There are three principles that should underpin the conservative approach:

  • Visible inequalities matter the most. The inequalities that people see every day, that they experience in their lives and that they suffer from at work are the most important. These localised inequalities cause the most resentment, undermine cohesion most directly and are the source of the greatest angst.
  • When the state is the boss, the state must lead by example. The public sector must serve as the example of how a more equal remuneration policy can work. This is the case both morally, because the state should do the right thing when it is directly responsible, and practically, because it is the area over which the state has the greatest existing control.
  • A nudge needs a stick behind it. If the state decides that progress needs to be made on inequality then it is right to extend that challenge to the private spheres of business and industry. The aim should be cooperation, but where cooperation is not forthcoming a reasoned and appropriate system of rebuke must be available.

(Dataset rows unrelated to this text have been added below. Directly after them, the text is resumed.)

Issue #44, opened 2015-05-06
ToJson bug


mattheworiordan:
See https://github.com/ably/ably-js/blob/master/common/lib/types/presencemessage.js#L28, shouldn't this be action?

mattheworiordan:
In fact, it looks like a number of supported fields are missing from the toJson and toString functions

paddybyers:
You'll see that `action` is already there, so the bug is that `name` is included.

Other fields are intentionally omitted because `toJSON()` is only used when sending messages, and this is the subset of fields that are sent by the client.

paddybyers:
https://github.com/ably/ably-js/commit/b1632c3

mattheworiordan:
Thanks, but I think `id` is missing too and `connectionId` from the string representation

paddybyers:
`toString()` is intended to provide a useful human-readable summary containing the most relevant fields.

mattheworiordan:
Seems a bit arbitrary that an `action` enum integer  value and `time` in milliseconds is considered useful human-readable value, but `connectionId` is not IMHO.

mattheworiordan:
Matt to remove unneeded fields such as timestamp, connectionId

SimonWoolf:
Is the action here to remove the timestamp & connectionId fields from the presencemessage object entirely?

mattheworiordan:
> Is the action here to remove the timestamp & connectionId fields from the presencemessage object entirely?

Yes, plus if `clientId` matches the authenticated `clientId`, or if `clientId` is empty, then we don't need to send that field.

SimonWoolf:
I don't see how that can be right. The lib uses the timestamp and connectionId in the presence message to decide whether new presence messages should supersede items with the same clientId + connectionId in the presenceMap: https://github.com/ably/ably-js/blob/master/common/lib/client/realtimepresence.js#L256:L261. If we're removing those two from the object entirely (not just from the fromJSON() and toString() calls), then that problem'll be unsolved

SimonWoolf:
PR that only changes the json/string rep: https://github.com/ably/ably-js/pull/117

paddybyers:
`timestamp` is server-assigned, not client-assigned, so doesn't need to be sent by the client.

`connectionId`is implicit on a realtime connection, so also doesn't need to be sent by the client. Since the client never sends `PresenceMessage`s via REST, then there is no need to include it. `Message`s are of course different in that respect.

mattheworiordan:
[...]

PR #117, opened 2015-09-02
Don’t include timestamp/connectionid in string/json representations of messages

SimonWoolf:
And only include clientId in json rep if present

Fixes https://github.com/ably/ably-js/issues/44

### DIFF
--- a/common/lib/types/message.js
+++ b/common/lib/types/message.js
@@ -20,7 +20,6 @@ var Message = (function() {
 			name: this.name,
 			clientId: this.clientId,
 			connectionId: this.connectionId,
-			timestamp: this.timestamp,
 			encoding: this.encoding
 		};
 
--- a/common/lib/types/presencemessage.js
+++ b/common/lib/types/presencemessage.js
@@ -26,8 +26,6 @@ var PresenceMessage = (function() {
 	PresenceMessage.prototype.toJSON = function() {
 		var result = {
 			clientId: this.clientId,
-			connectionId: this.connectionId,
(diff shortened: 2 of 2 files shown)


common/lib/types/message.js
```diff
@@ -18,12 +18,12 @@ var Message = (function() {
 	Message.prototype.toJSON = function() {
 		var result = {
 			name: this.name,
-			clientId: this.clientId,
-			connectionId: this.connectionId,
```
paddybyers: It is valid to include a `connectionId` in `Message` when sent over REST so I don't think it's valid to remove it here.

common/lib/types/presencemessage.js
```diff
@@ -50,8 +50,6 @@ var PresenceMessage = (function() {
 		result += '; action=' + this.action;
 		if(this.id)
 			result += '; id=' + this.id;
-		if(this.timestamp)
```
paddybyers: Why is this removed?

common/lib/types/message.js
```diff
@@ -43,12 +43,8 @@ var Message = (function() {
 			result += '; name=' + this.name;
 		if(this.id)
 			result += '; id=' + this.id;
-		if(this.timestamp)
```
paddybyers: Why is this removed (also `connectionId` below) ?

SimonWoolf:
@paddybyers sorry, I misread the issue asking for timestamp/connectionId to be removed from toString as well as toJSON

paddybyers:
Thanks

These principles point to an approach that starts small and starts with the state itself – rather than pursuing a utopian vision and attempting to impose it wholesale on private industry.  The first step in realising these principles is to look at the deep-rooted inequities in the public sector; because this is a sector which is disproportionately better paid than its private peers and because inequality within the sector is problematic and getting worse.

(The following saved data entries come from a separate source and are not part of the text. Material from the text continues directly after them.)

PR #118, opened 2015-09-03
'utf-8' encoding currently assumes a wordArray?

SimonWoolf:
So currently, if ably-js is fed a message like [this one](https://github.com/ably/ably-common/blob/master/test-resources/test-app-setup.json#L21) (not encrypted, but with a `utf-8` encoding), it feeds it to `BufferUtils.utf8Decode` because of the `utf-8` in the encoding, which in a browser, passes it to `CryptoJS.enc.Utf8.stringify`, which [expects](https://code.google.com/p/crypto-js/#Encoders) a wordArray so outputs an empty string. (in node it just calls `toString('utf-8')`, which works fine).

This PR fixes that immediate problem, but I'm not sure if there's a deeper issue here - not clear to me if there's a significant difference in how the different libs interpret `utf-8` (ably-js [treating it](https://github.com/ably/ably-js/blob/master/browser/lib/util/bufferutils.js) as meaning wordArray-encoded, ably-ruby [treating it](https://github.com/ably/ably-ruby/blob/master/lib/ably/models/message_encoders/utf8.rb) as meaning just a utf-8-encoded string), or if I'm misunderstanding the code

@mattheworiordan @paddybyers

### DIFF
--- a/browser/lib/util/bufferutils.js
+++ b/browser/lib/util/bufferutils.js
@@ -101,8 +101,10 @@ var BufferUtils = (function() {
 	};
 
 	BufferUtils.utf8Decode = function(buf) {
-		if(CryptoJS)
+		if(isWordArray(buf) && CryptoJS)
 			return CryptoJS.enc.Utf8.stringify(buf);
+		else
+			return buf.toString();
 	};
 
 	BufferUtils.bufferCompare = function(buf1, buf2) {


paddybyers:
The test case is wrong.

`json` is a transformation that converts and object to a string. Then that resulting string becomes the `data` in the `Message`. There is no `utf-8` transformation, and it should not be present in the encoding string.

If Ruby is doing something different, then it's broken.

paddybyers:
Your commit is just skipping the `utf-8` decode in the problematic case, which is a clue to the fact that it shouldn't be there :)

SimonWoolf:
I *think* it's fine since with ruby, I think the openssl library must be doing the wordArray conversion implicitly as part of encryption/decryption; so if it is never valid to have `utf-8` in the encoding string unless it's encrypted, then it doesn't matter if one lib puts the wordarray conversion in the utf-8 step and the other in the encryption step, as the end result's the same.

(Though in that case there might still be differences between the libs if a string is encrypted but there's no `utf-8` in the encoding string -- except that's a crypto-data fixture, so that's tested to work... I'll try & understand that more tomorrow).

So, OK, I'll close this PR in favour of [this ably-common one](https://github.com/ably/ably-common/pull/7)

paddybyers:
The `utf-8` transformation converts a string to a byte array. So if `utf-8` is present as the final encoding step, or is present with all later steps being binary->binary (eg `cipher`), then the `data` payload on the wire **must** be binary instead of a string. If Ruby emits messages whose `data` is encoded as a string, but whose encoding contains `utf-8`, then it won't be interoperable with valid clients.

It is valid to have `utf-8` without `cipher`, provided that `data` is binary. But it isn't required in any circumstances (currently), because you can omit `utf-8` and send a string instead.

So I agree if the library only has this transient anomaly where there is notionally an as-yet-unencrypted-and-unencoded string with an encoding containing `utf-8`, but that state is never exposed, then I suppose that's ok, but it's at least going to be confusing to anyone trying to understand the code.

And just to be clear, we're using `WordArray` as the binary representation in the browser case (at least for browsers that don't have `ArrayBuffer`), and that (in principle) is the binary format irrespective of whether or not that data is to be encrypted. It just happens that that format came from the crypto library.

SimonWoolf:
Thanks for clarifying :)

> If Ruby emits messages whose data is encoded as a string, but whose encoding contains utf-8, then it won't be interoperable with valid clients.

Double-checked, and no, the only time ruby client adds 'utf-8' to the encoding string is by the cipher encoding, which results in binary. So just a bad ably-common fixture. (But will still file a bug in the ably-ruby library because [`MessageEncoders::Utf8`](https://github.com/ably/ably-ruby/blob/master/lib/ably/models/message_encoders/utf8.rb) is a bit misleading right now)

paddybyers:
ok, thanks

mattheworiordan:
> If Ruby emits messages whose data is encoded as a string, but whose encoding contains utf-8, then it won't be interoperable with valid clients.

We've been here before, but Ruby is different in that a string is not effectively word array, but instead is  a char array with an encoding.  So passing a UTF8 string to OpenSSL works because it understands the UTF-8 encoded char array, and will thus ensure it is indeed interoperable with other libraries, I believe that is specifically the reason we introduced the 128 & 256 fixtures to ensure that.  We can add more tests cases if you are concerned about this, in fact I recall requesting this some time back for this reason.

> So I agree if the library only has this transient anomaly where there is notionally an as-yet-unencrypted-and-unencoded string with an encoding containing utf-8, but that state is never exposed, then I suppose that's ok, but it's at least going to be confusing to anyone trying to understand the code.

I agree it may be confusing, but I would prefer that this PR lands with a comment about why it is there, as opposed to failing as it does now.  

Either way, we clearly need documentation about the encoders as this is unclear, I will add that to the spec in a PR for review.

@paddybyers any objection to the `ably-js` library handling this incorrect encoding when it clearly is able to do so?  We can certainly add a comment about why.  Given we have had shared fixture data that the other client libraries have been built against, I would prefer to make sure it works as opposed to changing all the client libraries.

paddybyers:
> We've been here before, but Ruby is different

That can affect how things are implemented but it can't affect what goes out on the wire.

> any objection to the ably-js library handling this incorrect encoding when it clearly is able to do so?

Yes, because there is no valid reason for the library ever to handle such malformed messages.

mattheworiordan:
> Yes, because there is no valid reason for the library ever to handle such malformed messages.

How about the fact that the shared (incorrect) fixture data has been around since April and everyone has been using that, see https://github.com/ably/ably-common/commit/34b3937475b037e5827cafd1b6b1f3a57b7f06b2?  In the interests of keeping things moving forwards, I don't see any downside in a workaround to allow this for backwards support.  We do that currently in the realtime system in various places, so don't see how this is different.

paddybyers:
I'm sorry, I disagree. The fixture data was wrong, and so there is a risk that every implementation depending on it is broken. We should fix it.

mattheworiordan:
> I'm sorry, I disagree. The fixture data was wrong, and so there is a risk that every implementation depending on it is broken. We should fix it.

It is fixed, https://github.com/ably/ably-common/commit/5d4c83eebcafc96e6f188ee9a898e10fd6d8a88a

I still don't see any downside in having this fallback.  You have fallbacks for the params in camelCase versus snake_case, how is that any different?

paddybyers:
We have a valid reason for admitting both camel case and snake case - because of implementation convenience in different languages.

This case is different because there is no valid reason for any library to send an `encoding` string that doesn't correspond to the type of `data`.

According to our spec, when decoding a received message, if any component of the `encoding` string cannot be reversed, the `data` is left unchanged at that point, and that `data` and the residual `encoding` string are returned to the client. We don't say that the encoding step is simply discarded because of a mismatch between the expected and actual types.

In the case of a message whose data is a String, the `utf-8` component of the encoding can't be "unapplied" because that only applies to binary data. So according to our spec we should return the String and the encoding with the `utf-8` component still present, and not apply any further decoding steps.

SimonWoolf:
> So according to our spec we should return the String and the encoding with the utf-8 component still present, and not apply any further decoding steps.

FWIW that's not the current behaviour. As it stands `CryptoJS.enc.Utf8.stringify`, if fed a string, returns an empty string. So the lib continues on happily with the data vanished, until JSON.parse throws because an empty string isn't valid JSON.

I'll do another PR later to fix that.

A couple of examples: the chief executive of an NHS strategic health authority can earn a maximum of £204,048 a year. When compared with the pay for an NHS employee at the bottom of the ladder - £13,233 per annum – this represents an extraordinary pay ratio of 15 to 1. In local authorities, this pattern is repeated: the lowest salary paid to a full time employee of Slough local authority, for example, is £12, 994 while the chief executive is paid up to £157,479, a ratio of 11 to 1.  In practical terms this means that our public sector happily pays a nurse up to 15 times less than her manager.  Now, possibly, there is an argument that such enormous gulfs are necessary between the public sector rich and the public sector poor but that case is rather dented by the fact that Britain has an example of a public service (a terrifically well run and demanding one at that) where pay ratios are substantially and deliberately smaller. 

In the Army, the area of public service where cohesion is perhaps most vital, the pay ratio between the top operational rank (brigadier) and the very bottom (a new entrant still in training) is just 7 to 1. What is more, if one takes into account the fact that most soldiers will quickly move from entrance to the rank of private (as soon as they have completed their training) the ratio shrinks to just 6 to 1.  I will leave you to draw your own conclusions about why an organisation that depends on high morale and commitment, and which performs a vital public service in the face of unparalleled challenges, places such a premium on maintaining a reasonable and equitable gap between its highest and lowest paid. 

Inequalities within our public sector are as damaging as those between it and the private sector.  They hinder morale, undermine commitment to public service and artificially devalue the important business of delivery in favour of the managerialism that has infested the state.  The Conservative Party’s wage freeze on the highest paid is a good first step but it does not go far enough – we need to start the messy business of actively reducing the wages of the public sector rich in order to reduce the absurd gap between them and the public sector poor.  When the taxpayer is paying the wages there is no excuse for its continued bankrolling of excessive and detrimental inequality.